The pound has fallen nearly 2 per cent against the dollar today (March 18) despite the government's £350bn spending package to buoy up the British economy.
Sterling fell 1.9 per cent to less than $1.18 - levels not consistently seen since the 1980s - as the coronavirus crisis continued to hit global markets.
This morning the pound-to-dollar exchange rate sat at $1.20 but had fallen to $1.17 by 2pm.
According to FTAdviser's sister paper, the Financial Times, part of the decline stems from a global scramble for dollars prompted by companies saving funds to give themselves a safety buffer to ride out the crisis.
Today's 2 per cent dip came at the end of a 10-day decline which saw 5.5 per cent knocked from the pound-to-dollar rate after the Bank of England slashed interest rates to 0.25 per cent last week.
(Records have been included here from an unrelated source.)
Issue #806, opened 2026-01-20
Upgrade to containerd 2.2


vrdn-23:
**What I'd like:**

Curious to know what the timeline/ETA for the Containerd 2.2 upgrade looks like 

Particularly interested in the speed-ups available through https://github.com/containerd/containerd/pull/12332

From https://github.com/containerd/containerd/issues/8881
>If user can improve disk performance, the image pull latency by this proposal can be reduced significantly. For example, Tao was able to achieve 3X faster image pull (120 seconds -> 40 seconds) for pulling a popular container: [gcr.io/deeplearning-platform-release/base-cu113:m106](http://gcr.io/deeplearning-platform-release/base-cu113:m106) (5.4 GB) with a common setup of a deep learning node (2500 GB PD-SSD, 32 vCPUs).

**Any alternatives you've considered:**

vrdn-23:
cc @piyush-jena @ytsssun

vrdn-23:
Any update on this @piyush-jena @ytsssun @KCSesh

ytsssun:
Hi @vrdn-23, thanks for your interests here! we are actively working on adding containerd 2.2. We will use this issue to track the progress.

PR #886, opened 2026-03-30
Containerd 2.2: support setting max-concurrent-unpacks

ytsssun:
**Issue number:**

Related: https://github.com/bottlerocket-os/bottlerocket-core-kit/issues/806

**Description of changes:**

Expose containerd 2.2's `max_concurrent_unpacks` transfer service setting via `settings.container-runtime.max-concurrent-unpacks`, and add warning infrastructure for variants using older containerd versions.

**Containerd 2.2 templates:**
- Added `{{#if settings.container-runtime.max-concurrent-unpacks}}` block to `containerd-config-toml_k8s_containerd_sock` and `containerd-config-toml_k8s_nvidia_containerd_sock`, rendering `max_concurrent_unpacks` under `[plugins."io.containerd.transfer.v1.local"]`

**Unsupported setting warning (containerd 1.7 and 2.1):**
- New `unsupported-setting-warning@.service` and `unsupported-setting-warning@.timer` systemd template units in the release package (same pattern as `deprecation-warning@`)
- Warning template `max-concurrent-unpacks-unsupported` added to containerd-1.7 and containerd-2.1 packages — writes an env file to `/etc/unsupported-settings/` when the setting is configured
- Timer fires on startup and every 6 hours, logging: `The setting "container-runtime.max-concurrent-unpacks" is not supported by the containerd version in this variant and has no effect.`

Depends on https://github.com/bottlerocket-os/bottlerocket-settings-sdk/pull/119 for the settings model.

**Testing done:**

Built aws-k8s-1.35 variant with both containerd 2.2 and containerd 2.1, using the setting introduced in https://github.com/bottlerocket-os/bottlerocket-settings-sdk/pull/119. Launched EC2 instances with `settings.container-runtime.max-concurrent-unpacks = 5` in user data.

**Containerd 2.2:**
- `/etc/containerd/config.toml` renders `max_concurrent_unpacks = 5` under `[plugins."io.containerd.transfer.v1.local"]` ✅
- No warning in journal ✅

**Containerd 2.1:**
- `max_concurrent_unpacks` not rendered in containerd config ✅
- Timer active, journal warning: `The setting container-runtime.max-concurrent-unpacks is not supported by the containerd version in this variant and has no effect.` ✅

**Terms of contribution:**

### DIFF
--- a/packages/containerd-2.2/containerd-config-toml_k8s_containerd_sock
+++ b/packages/containerd-2.2/containerd-config-toml_k8s_containerd_sock
@@ -46,6 +46,9 @@ enable_unprivileged_icmp = {{settings.container-runtime.enable-unprivileged-icmp
 {{#if settings.container-runtime.max-concurrent-downloads}}
 max_concurrent_downloads = {{settings.container-runtime.max-concurrent-downloads}}
 {{/if}}
+{{#if settings.container-runtime.max-concurrent-unpacks}}
+max_concurrent_unpacks = {{settings.container-runtime.max-concurrent-unpacks}}
+{{/if}}
 concurrent_layer_fetch_buffer = {{default 0 settings.container-runtime.concurrent-download-chunk-size}}
 
 [[plugins."io.containerd.transfer.v1.local".unpack_config]]
--- a/packages/release/unsupported-setting-warning@.service
+++ b/packages/release/unsupported-setting-warning@.service
@@ -1,0 +1,8 @@
+[Unit]
+Description=Unsupported setting warning for %i
+
+[Service]
+Type=simple
+EnvironmentFile=/etc/unsupported-settings/%i
+ExecStart=/usr/bin/logger -p4 The setting "${UNSUPPORTED_SETTING}" is not supported and has no effect. ${UNSUPPORTED_REASON}
+StandardError=journal+console
--- a/packages/containerd-1.7/containerd-1.7.spec
+++ b/packages/containerd-1.7/containerd-1.7.spec
@@ -24,6 +24,7 @@ Source4: containerd-config-toml_k8s_nvidia_containerd_sock
 Source5: containerd-tmpfiles.conf
 Source6: containerd-cri-base-json
 Source7: snapshotter-toml
+Source8: max-concurrent-unpacks-unsupported
 
 # Mount for writing containerd configuration
 Source100: etc-containerd.mount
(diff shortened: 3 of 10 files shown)


ytsssun:
Putting to draft as the depending https://github.com/bottlerocket-os/bottlerocket-settings-sdk/pull/119 is not yet merged.

vigh-m:
I'm wondering if there is a way to piggyback on what already exists for `deprecation-warning@` instead of creating new timers and services.
We can potentially put the `unsupported-setting@.service` in the same path as the `deprecation-warning` and reuse the time?

ytsssun:
> I'm wondering if there is a way to piggyback on what already exists for `deprecation-warning@` instead of creating new timers and services. We can potentially put the `unsupported-setting@.service` in the same path as the `deprecation-warning` and reuse the time?

Yeah, the implementation is basically mimicking what we did for `deprecation-warning`, but you can probably tell that semantically, it has different meaning here - the setting `max-concurrent-unpacks` is not a deprecated setting, instead it is a new setting that the older containerd versions does not support.

And due to the difference in the semantic of these two, the warning message will be different, in which case a separate service makes sense to me. We can arguably reuse the timer, but `unsupported-setting-warning@.timer` seems more consistent here?

vigh-m (approved):

vigh-m:
That's fair. The consistency of naming over code reuse is an acceptable tradeoff. :)

packages/release/unsupported-setting-warning@.service
```diff
@@ -0,0 +1,8 @@
+[Unit]
+Description=Unsupported setting warning for %i
+
+[Service]
+Type=simple
+EnvironmentFile=/etc/unsupported-settings/%i
+ExecStart=/usr/bin/logger -p4 The setting "${UNSUPPORTED_SETTING}" is not supported by the containerd version in this variant and has no effect.
```
arnaldo2792: This is not correct, the purpose of a template is to be agnostic and not specific to containerd. You will have to control the message through the environment variable from the `EnvironmentFile`.

arnaldo2792 (changes requested):

packages/containerd-2.2/containerd-config-toml_k8s_containerd_sock
```diff
@@ -46,6 +46,9 @@ enable_unprivileged_icmp = {{settings.container-runtime.enable-unprivileged-icmp
 {{#if settings.container-runtime.max-concurrent-downloads}}
```
arnaldo2792, line 46: The commit messages in the first two commits don't follow the convention followed by the project:

```
<subsystem>: description
```

For this commit, it should be something like:

```
api: expose max-concurrent-unpacks for containerd 2.2
```

piyush-jena:
The commits are a bit messed up on this one. The settings-sdk bump has schnauzer fixes as well. You may rebase not as my PR with the settings-sdk is merged.

packages/release/unsupported-setting-warning@.service
ytsssun: Updated. Nice catch!

ytsssun:
> The commits are a bit messed up on this one. The settings-sdk bump has schnauzer fixes as well. You may rebase not as my PR with the settings-sdk is merged.

Yes, just dropped the commit in my PR for the settings sdk bump.

packages/containerd-2.2/containerd-config-toml_k8s_containerd_sock
ytsssun: Updated

ytsssun:
Force pushed drop the commits to bump settings sdk as that is merged along with https://github.com/bottlerocket-os/bottlerocket-core-kit/pull/901. 

Also addressed comments per @arnaldo2792

piyush-jena (approved):
nice

arnaldo2792 (approved):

At this point, sterling was trading at $1.31. This was before many governments announced travel bans and lockdowns in a bid to curb the spreading virus.
Since then the British government has recommended avoiding public spaces like pubs, theatres and restaurants. It has also recommended against all foreign travel and all unnecessary domestic travel.
Chancellor Rishi Sunak announced spending of £350bn to boost the economy yesterday (March 17), saying he would do “whatever it takes” to support the UK through the crisis.
The pound has also fallen against the Euro today, from €1.10 to €1.08.
The spreading coronavirus crisis has also caused global markets to tumble as governments across the world shut down borders, locked down domestic travel and closed sports and leisure facilities.
Since February 24 the FTSE 100 has fallen by 26 per cent while the S&P 500 has dropped by 21 per cent over the same period. The Euro Stoxx 50 is down 30 per cent.
Volatile market conditions have seen indices suffer their biggest daily dives in more than 30 years this month.